PR #290, opened 2023-08-21
RPCv04 Remove BroadcastTx

### LINKED ISSUE #230: Splitting of BROADCASTED_DECLARE_TXN for different versions
BROADCASTED_DECLARE_TXN was split into: 
- BROADCASTED_DECLARE_TXN_V1 (depends on Deprecated_contract_class #227 )
- BROADCASTED_DECLARE_TXN_V2

### LINKED ISSUE #278: Remove Broadcasted_txn types
Also modify transaction types
See https://github.com/starkware-libs/starknet-specs/pull/114

rianhughes:
closes: https://github.com/NethermindEth/starknet.go/issues/278
closes: https://github.com/NethermindEth/starknet.go/issues/230

Note: Tests are fixed in previous rpcv04 PRs
Note: Will have a merge conflict with previous rpcv04 PRs. Should be merged last.


account.go
```diff
@@ -351,13 +351,11 @@ func (account *Account) prepFunctionInvokeRPC(ctx context.Context, messageType s
...
 			return nil, err
 		}
-		return &rpc.BroadcastedInvokeV1Transaction{
-			BroadcastedTxnCommonProperties: rpc.BroadcastedTxnCommonProperties{
-				MaxFee:    maxFeeFelt,
-				Version:   version,
-				Signature: []*felt.Felt{s1Felt, s2Felt},
-				Nonce:     nonceFelt,
-			},
+		return &rpc.InvokeTxnV1{
```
● ● ●
- **TASK ITEM**:
From the records above, return each line that includes "Remove".

- **WRITTEN SOLUTION**:
RPCv04 Remove BroadcastTx
### LINKED ISSUE #278: Remove Broadcasted_txn types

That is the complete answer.